If you are lucky enough to find some Aperitif you oughta buy it. If you hate overly dark condiment blends you will still have some rock solid trading material. The point of this may only be historical (or to get me my Dunhill Expert Award) because Aperitif appears to have been discontinued. 

I review Dunhill blends because I like them, however, and not because I want to taunt people about stuff they may not ever again see. :violin:


----------



## szyzk (Nov 27, 2010)

Sounds interesting. Is it comparable to anything still in production?


----------



## lestrout (Dec 10, 2007)

C&D blends No.973 Cordial, which is compositionally modeled after Aperitif. I have puffed a lot of Aperitif and it was my go-to in the 60s. I still have some tins in cellar. There are some stylistic similarities, but I prefer the C&D, which is strange but fortunate since Orlik is not producing Aperitif. I'm not sure they ever have.

Holt's in downtown Philly repacks 973 as 'Trafalgar'.

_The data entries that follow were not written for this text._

Issue #8529, opened 2025-07-15
Stub out search bar and scaffolding


dhruvisompura:

midleman:
@dhruvisompura , I noticed a couple things:

1. When trying to tab through search to delete, nothing happens. It does highlight the `x` but when I press `Enter`, it doesn't delete the text.

<img width="205" height="92" alt="Image" src="https://github.com/user-attachments/assets/bc450e7d-5748-4321-a659-c9339fb07574" />

2. Also, I'm unable to expand a column summary by pressing `Enter` key as well.

midleman:
Moving this back. There area a few issues and we are waiting on the pinning to be merged anyway... this way I don't have to re-verify all over again.

midleman:
### Verified Fixed
Positron Version(s) : [2025.10.0-101](https://github.com/posit-dev/positron-builds/releases/tag/2025.10.0-101)
OS Version(s) : MacOS

### Test scenario(s) 
Confirmed that Summary Panel search feature works as expected. If any issues arise they will be address in separate tickets. 

### Link(s) to test cases run or created: 
https://github.com/posit-dev/positron/blob/main/test/e2e/tests/data-explorer/data-explorer-summary-panel.test.ts#L33

Issue #8526, opened 2025-07-15
Create feature flag for data explorer summary panel enhancements


dhruvisompura:
## Description

Create a new `dataExplorer.summaryPanelEnhancements` feature flag for the summary panel enhancement work. The feature flag should be off by default. 

Add a stub action bar to the summary panel behind the feature flag to verify it is working.

We should also verify the feature flag works on web builds.

testlabauto:
I am seeing an odd display when this feature flag is enabled and the screen is small and flights is opened:

<img width="531" height="735" alt="Image" src="https://github.com/user-attachments/assets/3dd22032-d982-4925-a952-4db7b43c1dad" />

It is hard to tell what is happening, but there is definitely overlaid text.

@dhruvisompura , thoughts?

testlabauto:
Will open a new issue for this ^

Marking this one as validated with [2025.09.0-41](https://github.com/posit-dev/positron-builds/releases/tag/2025.09.0-41) on OSX.

PR #8721, opened 2025-07-29
Introduce Summary Panel Search Bar

dhruvisompura:
Addresses #8526, #8529

This feature is currently hidden behind the `dataExplorer.summaryPanelEnhancements` setting. This setting is not registered and will not show up in the settings UI. You can add `dataExplorer.summaryPanelEnhancements: true` to your `settings.json` file to enable the feature flag.

This PR introduces a basic implementation of search to the summary panel in the Data Explorer that still uses the frontend search implementation. The UI for the search in the summary panel is complete and should unblock QA for writing e2e tests.

There will be follow up work to get the search backend piped through and hooked up for the summary panel AND the data grid. This will be done incrementally to prevent regressions which is why its not done in this PR.

The rendering of the column profiles in the summary panel is not fully working with search and will be fixed with the refactor once the search API is introduced!

Note: The caching layer has not been optimized for the summary panel and will be done when we add the backend search API. The bottleneck in the current implementation is rendering the actual summary data (histograms, etc). When viewing `flights.parquet` which is what we consider a dataset representative of our users (~20 columns), there is latency due to us re-fetching data and re-calculating these values. 

#### New Features

- N/A

#### Bug Fixes

- N/A

### QA Notes

@:data-explorer @:duck-db @:web @:win


wesm:
I think we should change the API for search_schema to return only the matched column indices rather than the actual column schemas. That way there is no need to invalidate any cached data, and you can use the selected column indices to request schema entries from the data cache to populate the UI that way, which will address the column profile refetching issue that exists now. What do you think?

src/vs/workbench/services/positronDataExplorer/common/tableSummaryCache.ts
```diff
@@ -62,17 +70,30 @@ export class TableSummaryCache extends Disposable {
 	private _rows = 0;
 
 	/**
-	 * Gets the expanded columns set.
+	 * The expanded columns set is used to track which columns are expanded
+	 * in the summary data grid. This allows the data grid to only fetch
+	 * the summary data for columns as they are expanded to avoid
+	 * unnecessary data fetching and improve rendering performance.
 	 */
 	private readonly _expandedColumns = new Set<number>();
```
dhruvisompura, line 78: FYI, the behavior for expanding/collapsing columns isn't working as expected right now - but I have this changes in a separate branch that I'll get in a PR right after this!

src/vs/workbench/services/positronDataExplorer/common/tableSummaryCache.ts
```diff
@@ -62,17 +70,30 @@ export class TableSummaryCache extends Disposable {
...
 
 	/**
-	 * Gets the column schema cache.
+	 * A map of the column metadata where the key is the column index
+	 * of the column from the original dataset.
+	 *
+	 * A key of 0 refers to the first column of the data.
+	 * A key of 1 refers to the second column of the data.
+	 * A key of N refers to the Nth+1 column of the data.
```
dhruvisompura, line 86: These comments are trying to communicate how the visual rendering order maps to the indices of the original datasource. This comment will make more sense once I get the next PR up which teases apart the rendering order from the cache map which fixes the incorrect collapse/expand behavior.

We currently use the key values in the cache map as the order we render the content in, and we end up with visual gaps in the summary panel if the key is the same as the column index for the data. The row that is expanded/collapsed is also currently tracked with the assumption that the cache key is the index where the data gets rendered which means the wrong rows are expanded/collapsed when we apply a search filter.

src/vs/workbench/services/positronDataExplorer/common/tableSummaryCache.ts
```diff
@@ -194,49 +215,64 @@ export class TableSummaryCache extends Disposable {
...
+			? await this._dataExplorerClientInstance.searchSchema({
+				searchText: this._searchText,
+				startIndex: columnIndices[0],
+				numColumns: columnIndices[columnIndices.length - 1] - columnIndices[0] + 1
+			})
+			: await this._dataExplorerClientInstance.getSchema(columnIndices);
+
+		// Clear caches when search changes to force reloading new search results.
+		if (invalidateCache || searchTextChanged) {
 			this._columnSchemaCache.clear();
```
dhruvisompura, line 271: `update()` will change quite a bit in the upcoming PRs once we get the new backend search_schema API added - so I wouldn't worry too much about the implementation details

src/vs/workbench/browser/positronDataGrid/components/dataGridRow.tsx
```diff
@@ -29,9 +29,6 @@ interface DataGridRowProps {
  */
 export const DataGridRow = (props: DataGridRowProps) => {
 	// Context hooks.
-	// FALSE POSITIVE: The ESLint rule of hooks is incorrectly flagging this line as a violation of
```
dhruvisompura, line 32: ESLint doesn't throw this false positive error anymore so I removed this comment

src/vs/workbench/browser/positronDataGrid/components/dataGridColumnHeaders.tsx
```diff
@@ -30,9 +30,6 @@ interface DataGridColumnHeadersProps {
  */
 export const DataGridColumnHeaders = (props: DataGridColumnHeadersProps) => {
 	// Context hooks.
-	// FALSE POSITIVE: The ESLint rule of hooks is incorrectly flagging this line as a violation of
```
dhruvisompura, line 33: ESLint doesn't throw this false positive error anymore so I removed this comment

src/vs/workbench/browser/positronDataExplorer/components/dataExplorerPanel/components/summaryRowActionBar/summaryRowSortDropdown.tsx
```diff
@@ -0,0 +1,16 @@
+/*---------------------------------------------------------------------------------------------
+ *  Copyright (C) 2025 Posit Software, PBC. All rights reserved.
+ *  Licensed under the Elastic License 2.0. See LICENSE.txt for license information.
+ *--------------------------------------------------------------------------------------------*/
+
+import React from 'react';
+
+import './summaryRowSortDropdown.css';
+
+export const SummaryRowSortDropdown = () => {
```
dhruvisompura, line 10: this is just some placeholder for the sort dropdown which I'll be adding in a follow up PR pretty soon!

src/vs/platform/positronActionBar/browser/components/actionBarFilter.tsx
```diff
@@ -67,12 +67,13 @@ export const ActionBarFilter = forwardRef<ActionBarFilterHandle, ActionBarFilter
 				<input
 					ref={inputRef}
 					className='text-input'
-					placeholder={(() => localize('positronFilterPlacehold', "filter"))()}
+					placeholder={(() => localize('positronFilterPlaceholder', "filter"))()}
```
dhruvisompura, line 70: just fixing a typo in the localization key

softwarenerd (approved):
Looks like a good start to this.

Park Lane also makes a fine Balkan called 'An Aperitif'.

hp
les


----------



## szyzk (Nov 27, 2010)

lestrout said:


> Park Lane also makes a fine Balkan called 'An Aperitif'.
> 
> hp
> les


It's funny you mention them, I blindly happened across their website last night and saw they had big bags of Margate, which I want to knock off my try list. I'll have to throw in a tin of Apertif when I'm ready to make my next order.


----------